In the first decade of the twentieth century, creators stand at a crossroads, pushed by something like “cultural schizophrenia”: on one side Western ways of seeing modernity, on the other a longing for forms and themes that carried local identity, “Japaneseness.”

In this period an important precursor of mood also appears: Kobayashi Kiyochika. He sets the new sensibility that will later become one of shin-hanga’s most beautiful languages: night, electric light, contrasts, the atmospheric “haze.” Kiyochika—trained also as a photographer—does not so much imitate the camera as try to “surpass” it in what photography finds most difficult: rendering the psychology of light and darkness, how the city begins to glow “from within.”

 

Shin-hanga: new ukiyo-e in the age of photography. Hasui, Watanabe, and Tokyo after 1923—snow, nocturnal light, and modernization hidden in the details, suspended between nostalgia and the truth of the era.

 

The birth of the project

Watanabe and the idea of “new ukiyo-e” (ca. 1912–1923)

 

Watanabe Shōzaburō enters the history of shin-hanga like a director who understands two facts at once: that woodblock printing needs a new market, and that the West—paradoxically—is ready to provide it, because it longs for “old Japan,” often more imagined than real (this will later become the main charge against shin-hanga’s artistic value).

 

Watanabe revives the logic of the old hanmoto: he controls quality, organizes the workshop, links designer, carver, and printer into a precise mechanism—but he does so with a modern ambition.
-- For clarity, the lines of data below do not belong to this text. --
PR #1064, opened 2023-12-20
chore: fix broken lint

bharathkkb:
We don't need swapper anyway since this is not a published module. I will look into either relaxing swapper constraints to exit without err or add a flag for these kind of repos. cc @daniel-cit @apeabody


daniel-cit (approved):
LGTM

PR #1065, opened 2023-12-29
fix: alternative deployment methods minor issues fix

romanini-ciandt:
**PR Overview**
The goal of this PR is to avoid an `Argument list too long` error on GitHub alternative deploy method when the bash output is too large for github actions to handle.

**When the error happens?**
The error is happening in the GH action that is triggered when the PR between plan branch and production branch is opened in 1-org step and the output is too large (too many characters).

**Which is the fix implemented?**
The fix uses a file to handle the large output and truncate the exhibition in order to limit the maximum characters. Also, it provides a hyperlink to the full action output in case the user wants to check.

In additional to that, a coupe of simple minor adjusts were made. First for a missing permission to SAs, second to correct the place of the providers in the file, third was an index being added to a Terraform Cloud resource usage and fourth to add a missing local in 1-org step.

References:
https://github.com/actions/github-script/issues/266


jasonbisson (approved):
LGTM

daniel-cit:
@apeabody @bharathkkb @gtsorbo Build is Green 🎉

bharathkkb (approved):

PR #1117, opened 2024-02-14
Draft: feat: add support to billing account logs in the organization-level

renato-rudnicki:
This pull request allows the user to logging changes on the Billing Account by the existing organization-level log sinks


1-org/modules/centralized-logging/variables.tf
```diff
@@ -25,15 +25,27 @@ variable "resources" {
...
 
   validation {
-    condition     = contains(["project", "folder", "organization"], var.resource_type)
-    error_message = "The resource_type value must be: project, organization, or folder."
+    condition     = contains(["project", "folder", "organization", "billing_account"], var.resource_type)
+    error_message = "The resource_type value must be: project, organization, billing_account or folder."
   }
 }
 
+variable "billing_account" {
```
romanini-ciandt, line 37: You need to pass an input to this variable in the module caller.

In order to do that, you should add a `billing_account = local.billing_account` input in `logs_export` module located in `/1-org/envs/shared/log_sinks.tf`.
Also, since `billing_account` will always be defined in 0-bootstrap, I don't think we should have a `default = ""` here. I would recommend no default. (If we had no default here, we would notice this missing input before due to an error)

1-org/modules/centralized-logging/variables.tf
```diff
@@ -25,15 +25,27 @@ variable "resources" {
...
+  description = "Billing Account ID used in case sinks are under billing account level. Format 000000-000000-000000."
+  type        = string
+  default     = ""
+}
+
+variable "enable_billing_account_sink" {
+  description = "Verify if billing account will be logged in the sink."
```
romanini-ciandt, line 44:
```suggestion
  description = "If true, a log router sink will be created for the billing account."
```

1-org/modules/centralized-logging/variables.tf
```diff
@@ -25,15 +25,27 @@ variable "resources" {
...
 
 variable "resource_type" {
-  description = "Resource type of the resource that will export logs to destination. Must be: project, organization, or folder."
+  description = "Resource type of the resource that will export logs to destination. Must be: project, organization, billing_account or folder."
   type        = string
 
   validation {
-    condition     = contains(["project", "folder", "organization"], var.resource_type)
-    error_message = "The resource_type value must be: project, organization, or folder."
+    condition     = contains(["project", "folder", "organization", "billing_account"], var.resource_type)
```
romanini-ciandt, line 32: I think we should remove `billing_account` from here, since we are enabling/disabling the billing account sink though `enable_billing_account_sink` variable.
If the user calls our `centralized-logging` module passing `resource_type = "billing_account"` an error will be raised due to a non-match with `parent_resource_id` (it won't be the billing account id, but the folder or org id).

romanini-ciandt (commented):
LGTM - Just left some minor suggestions

1-org/modules/centralized-logging/variables.tf
renato-rudnicki: Done.

PR #1132, opened 2024-03-03
fix(cai): modules must not define providers

oikarinen:
As per Terraform [documentation](https://developer.hashicorp.com/terraform/language/modules/develop/providers), provider configurations can be defined only in a root module.


eeaton (approved):
Thanks for the PR.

He does not want merely to reheat old patterns—he wants to create new ukiyo-e: beautiful women, landscapes, kabuki theater, the world of animals, but filtered through the sensibility of the twentieth century.

 

Watanabe speaks of himself almost like an ideologue, not only an entrepreneur. He admits: the carving and printing techniques are the same as in the past, but “the spirit of the artists is completely different”*; artisans are to collaborate in creating individual works of art, not to have their hands tied by prototype and patterns. It sounds like a program: the traditional production apparatus is to squeeze out a new sensibility—modern, and at the same time “Japanese” in emotion.

 

* here and much else in the article after: 渡邊庄三郎「川瀬巴水創作版画解説」 (Watanabe Shōzaburō, “Explanations to the Creative Woodblock Prints of Kawase Hasui”)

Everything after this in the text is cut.